Seçim sonrası bir dağınıklık aldı başını gidiyor. Muhalefetin onca çabasına rağmen, böyle bir fırsatın değerlendirilememesi ülkedeki muhalif kesimleri düşündürüyor.

Anlamaya çalışıyorlar olanı biteni. Sadece Türkiye değil, aynı zamanda dünya da bu olanlara bir anlam vermeye çalışıyor.

Genellikle cevap tüm dünyada yükselen aşırı “milliyetçilik” ve popülizm” algısı etrafında düğümleniyor. Dünyanın yirminci yüzyıldan çok daha az güvenli bir yer olmaya başlaması insanları korkutuyor, içe kapanmalarına neden oluyor.

Bugün yükselen milliyetçiliğin on dokuzuncu yüzyıl sonundan yirminci yüzyılın başına kadar süren dönemdeki şeklinden farklılıkları da var doğrusu. Öncelikle milliyetçi yükselişe neden olan etmenler bakımından ciddi farklılıklar var.

O günlerde yaşanan ekonomik gelişmelerin ve sanayileşmenin sonucunda önemi artan milli pazarların, bu ülkelerin sermaye birikimleri için önemli hâle gelmesi ve bu yüzden milli pazarların korunmaya muhtaç görülmesi o zamanlardaki milliyetçiliğe kaynaklık etmiştir. Bugün ise pazarlar bütünleşmiştir; küreselleşmiş bir dünyada diğerlerinden ayrık bir şekilde korunabilmeleri kolay değildir. Dolayısıyla milli sınırlar içine hapsolmuş bir pazar gerçeği bu yüzyıla ait bir gerçeklik değildir.  Bu yüzden geçmişin milliyetçilik anlayışına kaynaklık eden koşulların bu yüzyılda olmadığını görüyoruz.

Bir yandan küreselleşmeye paradoksal bir şekilde dâhil olup onunla baş etmek, diğer yandan teknolojik gelişmelerin ülkelerdeki toplumsal ve ekonomik yapı üstüne yaptığı tahribatla nasıl baş edileceğini bilmemek insanları güvensizlik içine hapsediyor. Umutlarını kırıyor.
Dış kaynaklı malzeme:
PR #10678, opened 2026-09-14
qtpass: Update to 1.8.0

clintre:
**Summary**
- [Change Log](https://github.com/IJHack/QtPass/releases#release-v1.8.0)

**Security**
- Path-traversal hardening for new file, rename and drag-and-drop targets
- gpg-id is written with mode 0600
- URLs are HTML-escaped in the password panel
- A TOTP shared secret is never rendered in cleartext, also when stored as an OTP: field, and Ctrl+C on an otpauth://-only entry no longer copies the seed

**Test Plan**
- Launch and test password creation

**Checklist**


HarveyDevel (approved):
LGTM, thanks!

PR #1422, opened 2015-06-05
Moved jquery to peerDependencies

Semigradsky:


acrobat:
Hi @Semigradsky,

Can you explain a bit more what the difference is between `dependencies` and `peerDependencies`?

PR #1428, opened 2015-06-14
fix changeMonth, changeYear not triggered when selecting day from prev/next month

r0ro:


acrobat:
@r0ro can you rebase the branch against the current master?

r0ro:
I'll try to do that asap

r0ro:
Done.
Note that I'm not sure it sufficient for every cases, for instance if the user clicks on 'today' should the 'changeYear', 'changeMonth' trigger ?

acrobat:
In my opinion it should not trigger when clicking the today button (could be a seperate event). Will do a final review soon and have it merged for 1.5.1. This now fixes cases that were broken, we can fix other cases when they are reported!

acrobat:
Thanks @r0ro!

PR #1430, opened 2015-06-16
Fix #1406

### LINKED ISSUE #1406: Datepicker orientation mix up - top = bottom and bottom = top
I tried to set the orientation of my datepick so that it always goes above the field like so - 

$('.dateInput').datepicker({
            language: "en-GB",
            orientation: "top auto"
        });

This did not work, the datepicker would always show up on the bottom until I changed the code to this -

$('.dateInput').datepicker({
            language: "en-GB",
            orientation: "bottom auto"
        });

Azaret:
This should fix #1406 if we aim to make more sense with top and bottom.

### DIFF
--- a/js/bootstrap-datepicker.js
+++ b/js/bootstrap-datepicker.js
@@ -729,9 +729,9 @@
 			}
 			this.picker.addClass('datepicker-orient-' + yorient);
 			if (yorient === 'top')
-				top += height;
-			else
 				top -= calendarHeight + parseInt(this.picker.css('padding-top'));
+			else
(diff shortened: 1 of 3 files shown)


hebbet:
LGTM, merged, thanks

Azaret:
By the way, I didn't run any grunt or less stuff, don't know if you want to run it to regenerate the dist folder.

acrobat:
The dist folder will be re-generated when we release a new version!

Azaret:
Good !

Issue #1429, opened 2015-06-16
border-radius in less


BARTlab:
pls, replace 
```border-radius: 4px;```
to
```border-radius: @border-radius-base;```

hebbet:
feel free to make a PR.

Azaret:
I felt free, that said, I think that some day the LESS files would need some cleaning, naming convention are different from one file to another.

acrobat:
Fixed in #1435

PR #1435, opened 2015-06-17
Adding border-radius variable for LESS

Azaret:
PR for #1429

### DIFF
--- a/less/datepicker3.less
+++ b/less/datepicker3.less
@@ -1,5 +1,5 @@
 .datepicker {
-	.border-radius(@border-radius-base);
+	border-radius: @border-radius-base;
 	&-inline {
 		width: 220px;
 	}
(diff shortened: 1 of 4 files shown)


less/datepicker3.less
```diff
@@ -1,5 +1,5 @@
 .datepicker {
-	border-radius: 4px;
+	.border-radius(@border-radius-base);
```
acrobat: Hmm i'm not exactly sure why you added the 'dot' here? Or why it is in the BS2 file, should it be a "normal" property without the dot?

Azaret: Well the mixin is used on the other file, I guessed it made sense to use it here as well.
Now I see that there is no such mixin on the build, gonna fix this.

acrobat: Oh yes i forgot about the mixins! Thanks for the correction!

acrobat:
Thanks @Azaret!

Issue #1226, opened 2015-01-09
Adding CSS classes to years (viewMode 2) doesn't work


sth519:
Adding CSS classes to certain years, for example using the beforeShowDay or onRender callbacks, doesn't work with year selections (minViewMode 2). The functions get called but return values have no effect.

acrobat:
@sth519 please add a jsfiddle example showing the case, makes it easier to debug ;) You can use [this jsfiddle](http://jsfiddle.net/g02L8z8y/) as a base to create your case!

sth519:
Simplified example: http://jsfiddle.net/ro9ufa3k/1/

If you comment out the view mode settings, everything works as documented. However, I have not found a way to assign classes in the year selection mode.

sth519:
Any ideas on how to fix this? I'm not familiar with the codebase of this project, so any pointers in the right direction are highly appreciated.

Thanks!

sth519:
Any ideas?

acrobat:
The option you use in the example is the before show day callback and it only applies to the day viewmode. There is another option 'beforeShowMonth' but there is not one yet for the year view

So if I understand you correct, what you try to achieve needs an new option 'beforeShowYear'?

sth519:
Yes. The reason is that I need to highlight certain years in the dropdown list.

acrobat:
Ok, I will label this issue as an feature and have it go into the 1.5.0 release!

sth519:
Thanks!

acrobat:
Fixed in #1436

PR #1436, opened 2015-06-18
Implement `beforeShowYear` as requested in #1226

Azaret:
I reproduced `beforeShowDay` behavior.


hebbet:
LGTM.

acrobat:
@Azaret can you just a test for this new option? You can use the beforeShowDay option test to copy from!

Azaret:
@acrobat If everything is ok with this PR can we merge it ? I'm afraid it will conflict a bit with #1437

acrobat:
Great, thanks @Azaret!

Issue #1407, opened 2015-05-22
immediateUpdates option does not seem to work


bensinclair:
The `immediateUpdates` option does not seem to work. Have I misunderstood something?

Here's a demo: https://jsfiddle.net/wbLunk0j/

Azaret:
Looks fixed in 1.5

Azaret:
Actually this is a 1.5 feature, the JS you linked is 1.4.

bensinclair:
Thanks mate! I thought I was going crazy!

+1 to showing stable and not dev docs :) Or at least put a comment in about what version is required for a specific feature.

PR #1440, opened 2015-06-18
Link to last stable release docs instead of dev docs

Azaret:
@acrobat I think that the readme should lead people to the last stable docs instead to the dev docs. 
It might help avoid misunderstanding like in #1407.


hebbet:
merged.

PR #1359, opened 2015-04-06
Fix daysOfWeekHighlighted with startDate (endDate).

vsn4ik:

PR #1447, opened 2015-06-24
Removed erroneous day highlighting after endDate

alexserdyuk:
When you set startDate or endDate value, disabled days become
highlighted. Bug was added in commit
77ea1ea1d3cfd4a44db88b63fe966f9a0bdf3919


vsn4ik:
Already exist PR (#1359).

vsn4ik:
Close by merge #1359.

acrobat:
This PR has an extra test maybe we should port this test?

PR #1448, opened 2015-06-24
added example to end-date

stenmuchow:
To avoid future confusion of forgetting to place a 'd' after the 0.


acrobat:
Thanks @stenmuchow!

PR #1451, opened 2015-06-25
Add commonjs support

zaynetro:


vsn4ik:
:+1: for merge.

acrobat:
Thanks @zaynetro!

vshulev:
Hi,
I'm trying to use bootstrap-datepicker with browserify. I get a `$(...).datepicker is not a function` error. At the top of my file I have:
```
var $ = require('jquery');
require('bootstrap-datepicker');
```
Is this the proper way to use it?

vsn4ik:
Use `require('bootstrap-datepicker', $);`

vshulev:
@vsn4ik, thanks for the reply! This also doesn't seem to work (tried it and got an error). The issue seems to be that nothing is added to `module.exports` and therefore `require` returns just an empty object. I've created a PR for this - #1703, after the changes the syntax you are proposing - `require('bootstrap-datepicker')($);` works fine.

zaynetro:
Could you provide an example when this breaks? I use bootstrap date picker in production and it does work with browserify. Perhaps there might be different between versions in how jquery/npm/browserify manage modules.

vshulev:
I'm using the bootstrap datepicker inside an Angular directive (not sure whether this makes any difference). These are the top 3 lines in my directive file: 

```
var moment = require('moment');
var $ = require('jquery');
require('bootstrap-datepicker');
```

I also tried `require('bootstrap-datepicker')($)` - doesn't work either. The datepicker plugin doesn't get attached to jQuery, and so I get an element is undefined error when I try to initialize an element. This is the code for initializing the datepicker:

```
$(elem).datepicker({
        format: 'dd/mm/yyyy',
        startDate: '-3d',
        autoclose: true,
        startDate: '-100y',
        endDate: '0d',
        startView: scope.startView,
        forceParse: false
});
```
It used to work before I ported the code to browserify. I'm using the following versions:
- browserify 12.0.1
- bootstrap-datepicker 1.5.0
- jQuery 2.1.4

zaynetro:
@vshulev, take a look at this gist https://gist.github.com/zaynetro/b575f0dc428bbbf9c810 . Example there works with out any troubles.

vshulev:
@zaynetro, you're absolutely right! Tried your example, then tried the same thing I was trying yesterday and now it works without a problem... Not quite sure what the issue was, but closing the PR. Thanks for the gist!

PR #1453, opened 2015-06-25
Update json accordingly the latest definition

GabrielGil:
Bootstrap has done it. We as well. Update the bower.json file to only include one line per file type.
Only the main CSS file is listed then.

Ref: https://github.com/bower/bower.json-spec/pull/43


acrobat:
Thanks @GabrielGil!

Issue #1457, opened 2015-06-25
Feeding 2-digit years into yyyy formatted datepicker


kremerd:
There seems to be a problem when entering two digit years in a datepicker input box that is configured to use the four digit format (like the default mm/dd/yyyy).

When I select a datepicker input box (like the one on http://eternicode.github.io/bootstrap-datepicker), enter 01/01/01 by keyboard and push Enter, the following happens depending on the browser used:
* With IE 11 the input box value is changed to 25/06/1 and in the datepicker widget 25/06/2015 (today) is still selected.
* With Firefox 38 the input box value is changed to 25/06/01 and in the datepicker widget 25/06/2015 (today) is still selected.
* With Chrome 43 the input box value is changed to 01/01/1 and in the datepicker widget 25/06/2015 (today) is still selected. However, the displayed calendar page is changed to "January 1".

Neither of these results seem to be appropriate, although Chrome is getting close. I would expect that the value in the input box changes to either 01/01/1, 01/01/2001, or (at least) not at all. In any case the date selected in the widget should match the string in the input box and the appropriate calendar page should be displayed.

PR #1461, opened 2015-06-26

asessa:
If the specified format is yyyy but user enters an year using other digits, this is converted to 2XXX to respect the yyyy format.

f.e. 1 > 2001, 15 > 2015

Issues: #1457 #1446

### DIFF
--- a/js/bootstrap-datepicker.js
+++ b/js/bootstrap-datepicker.js
@@ -1727,6 +1727,7 @@
 				setters_order = ['yyyy', 'yy', 'M', 'MM', 'm', 'mm', 'd', 'dd'],
 				setters_map = {
 					yyyy: function(d,v){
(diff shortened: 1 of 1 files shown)


asessa:
Tests should be updated too to respect the specified date format

Invalid formats are force-parsed into a valid date on tab:

equal(this.input.val(), '2056-September-30');

Azaret:
Many people would expect 90's years to be converted to the 20th century, maybe even the 80's...
Where to draw a line ?

To be honest, I am totally against this.
Everyone agrees that `setYear` allowing to change year 0-99 to 1900-1999 was a mistake, MSDN and MDN discourage it usage, Chrome already removed this behavior.

This could be an option maybe, but definitely not a default behavior.

PR #1465, opened 2015-06-30
feat(require): make requirable by adding index.js

jiaweihli:
This allows for requiring bootstrap-datepicker from other files using the syntax `require('bootstrap-datepicker')`, which will pull in the unminified source.

### DIFF
--- a/index.js
+++ b/index.js
@@ -1,0 +1,2 @@
+$ = jQuery = require('jquery');
+module.exports = require('./dist/js/bootstrap-datepicker.js');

Bunlara ek olarak, insanlardaki endişelerin artmasına neden olan ama kamuoyu tarafından çok dillendirilmeyen bir husus daha var. O da dünya ekonomisinin geçmişe göre çok fazla finansallaşmış olması. Teknolojik gelişmenin ulaştığı bugünkü düzeye rağmen, üretkenlik artışının aynı hızda arttırılamamış olması ve ortaya çıkan zenginliğin ise adil bir şekilde paylaşılamaması böyle bir sonuca götürdü dünya ekonomisini.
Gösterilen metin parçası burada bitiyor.